Subset of the full Model only using weight
temp.mod_wt = lm(temp ~ weight_cen, data=bodytemp)
summary(temp.mod_wt)
##
## Call:
## lm(formula = temp ~ weight_cen, data = bodytemp)
##
## Residuals:
## Min 1Q Median 3Q Max
## -1.85017 -0.39999 0.01033 0.43915 2.46549
##
## Coefficients:
## Estimate Std. Error t value Pr(>|t|)
## (Intercept) 98.249231 0.062444 1573.402 < 2e-16 ***
## weight_cen 0.026335 0.008876 2.967 0.00359 **
## ---
## Signif. codes: 0 '***' 0.001 '**' 0.01 '*' 0.05 '.' 0.1 ' ' 1
##
## Residual standard error: 0.712 on 128 degrees of freedom
## Multiple R-squared: 0.06434, Adjusted R-squared: 0.05703
## F-statistic: 8.802 on 1 and 128 DF, p-value: 0.003591
The r-squared value for the subset as well as the full model is less than 0.1. So, only about 10% of the variance in temperature can be explained using full model while only about 6% of variance is explained by subset of the full model.

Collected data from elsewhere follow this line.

PR #1774, opened 2026-06-23
Add RoyaltyNep11Token NEP-24 royalty base for NFTs

Jim8y:
## Summary

The framework already had an `INep24` interface and a NEP-24 manifest compliance check, but **no base class implementing the royalty standard** — so every NFT that wanted on-chain royalties hand-rolled `royaltyInfo` and its storage.

This adds **`RoyaltyNep11Token`**, a NEP-11 token base that also implements **NEP-24** (the Neo analog of EIP-2981).

## Behavior

- Royalties are expressed in **basis points** of the sale price (denominator `10000` = 100%).
- A contract-wide **default** royalty can be **overridden per token**; the per-token value takes precedence.
- `royaltyInfo(tokenId, royaltyToken, salePrice)` ( `[Safe]`, returns `Array` of maps) computes `royaltyAmount = salePrice * basisPoints / 10000` in the sale's settlement asset and returns `{ royaltyRecipient, royaltyAmount }`. It **reverts on a nonexistent token** and returns an **empty array** when no royalty is configured.
- The royalty setters (`SetDefaultRoyalty` / `SetTokenRoyalty` and their deleters) are `protected` with **no access control of their own** — wrap them behind your contract's authorization exactly as you already gate `Mint`.

Storage uses prefixes `0x05`/`0x06`, distinct from the NEP-11 base (`0x02`–`0x04`) and `TokenContract` (`0x00`–`0x01`). Only `royaltyInfo` is `[Safe]` and it performs no writes.

## Testing

`RoyaltyNep11TokenTest` (9 cases): default-royalty computation incl. floor division, per-token override, empty result when unset, revert on a nonexistent token, basis-points and recipient validation, the two delete paths, and NEP-24 manifest conformance (`royaltyInfo` Safe, `Array` return, `ByteArray`/`Hash160`/`Integer` parameters, `NEP-24` in `SupportedStandards`). The contract compiling with `[SupportedStandards(Nep11, Nep24)]` proves both standards' compliance checks pass. Full framework suite green (262).

Implementation reviewed via an independent adversarial pass (royalty math, NEP-24 ABI shape, storage-key consistency, `[Safe]` purity, validation) before submission.


src/Neo.SmartContract.Framework/RoyaltyNep11Token.cs
```diff
@@ -0,0 +1,128 @@
...
+        protected static void DeleteTokenRoyalty(ByteString tokenId)
+        {
+            new StorageMap(Prefix_TokenRoyalty).Delete(tokenId);
+        }
+
+        private static ByteString SerializeRoyalty(UInt160 recipient, BigInteger basisPoints)
+        {
+            ExecutionEngine.Assert(recipient.IsValidAndNotZero, "The royalty recipient is invalid.");
+            ExecutionEngine.Assert(basisPoints >= 0 && basisPoints <= RoyaltyDenominator,
+                "The royalty basis points must be between 0 and 10000.");
```
Wi1l-B0t:
```suggestion
                "The royalty basis points must be between [0, 10000].");
```
Inclusive.

Wi1l-B0t (dismissed):

src/Neo.SmartContract.Framework/RoyaltyNep11Token.cs
```diff
@@ -0,0 +1,128 @@
...
+        }
+
+        /// <summary>
+        /// Sets the contract-wide default royalty paid to <paramref name="recipient"/>, expressed
+        /// as <paramref name="basisPoints"/> of the sale price. No access control; gate this behind
+        /// your own authorization.
+        /// </summary>
+        protected static void SetDefaultRoyalty(UInt160 recipient, BigInteger basisPoints)
+        {
+            Storage.Put(new[] { Prefix_DefaultRoyalty }, SerializeRoyalty(recipient, basisPoints));
```
shargon: Use storage without key arrays, we have byte prefix

src/Neo.SmartContract.Framework/RoyaltyNep11Token.cs
```diff
@@ -0,0 +1,130 @@
...
+        /// configured for the token.
+        /// </summary>
+        [Safe]
+        public static Map<string, object>[] RoyaltyInfo(ByteString tokenId, UInt160 royaltyToken, BigInteger salePrice)
+        {
+            // Reverts when the token does not exist.
+            OwnerOf(tokenId);
+            ExecutionEngine.Assert(salePrice >= 0, "The argument \"salePrice\" must be non-negative.");
+
+            ByteString? data = new StorageMap(Prefix_TokenRoyalty)[tokenId]
```
shargon: Do the same with this prefix? A property

Jim8y: Addressed. Token royalty storage now uses a property too.

ajara87 (dismissed):

src/Neo.SmartContract.Framework/RoyaltyNep11Token.cs
```diff
@@ -0,0 +1,131 @@
...
+        }
+
+        /// <summary>
+        /// Sets a per-token royalty for <paramref name="tokenId"/>, overriding the default. No
+        /// access control; gate this behind your own authorization.
+        /// </summary>
+        protected static void SetTokenRoyalty(ByteString tokenId, UInt160 recipient, BigInteger basisPoints)
+        {
+            // Reverts when the token does not exist.
+            OwnerOf(tokenId);
```
shargon, line 111: CheckWitness?

Jim8y: This is intentionally not hard-coded here. The method is protected; the derived contract should gate it with its own policy, such as owner, creator, minter, or role-based authorization.

Jim8y:
Updated with latest master. Could you please take another look?

src/Neo.SmartContract.Framework/RoyaltyNep11Token.cs
```diff
@@ -0,0 +1,131 @@
...
+        /// </summary>
+        [Safe]
+        public static Map<string, object>[] RoyaltyInfo(ByteString tokenId, UInt160 royaltyToken, BigInteger salePrice)
+        {
+            // Reverts when the token does not exist.
+            OwnerOf(tokenId);
+            ExecutionEngine.Assert(salePrice >= 0, "The argument \"salePrice\" must be non-negative.");
+
+            ByteString? data = TokenRoyaltyStorage[tokenId]
+                ?? DefaultRoyaltyStorage.Get(ByteString.Empty);
```
Wi1l-B0t, line 69: Why `ByteString.Empty`?

Jim8y: It is the singleton key for the default royalty under the byte-prefix map. I added a comment to make that explicit.

src/Neo.SmartContract.Framework/RoyaltyNep11Token.cs
Jim8y: Could you please confirm if this works for you?

Wi1l-B0t (approved):

ajara87 (approved):

shargon (approved):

anova(temp.lm1, temp.mod_wt)
## Analysis of Variance Table
##
## Model 1: temp ~ weight_cen + sex
## Model 2: temp ~ weight_cen
## Res.Df RSS Df Sum of Sq F Pr(>F)
## 1 127 62.532
## 2 128 64.883 -1 -2.3515 4.7758 0.0307 *
## ---
## Signif. codes: 0 '***' 0.001 '**' 0.01 '*' 0.05 '.' 0.1 ' ' 1
p-value for the anova between the two models is less than 0.05 which indicates a significant improvement in model. But RSS change is not much different (increases by about 2) and also since R-squared values are not high, practically, I do not believe that adding sex to the model does not make it much better.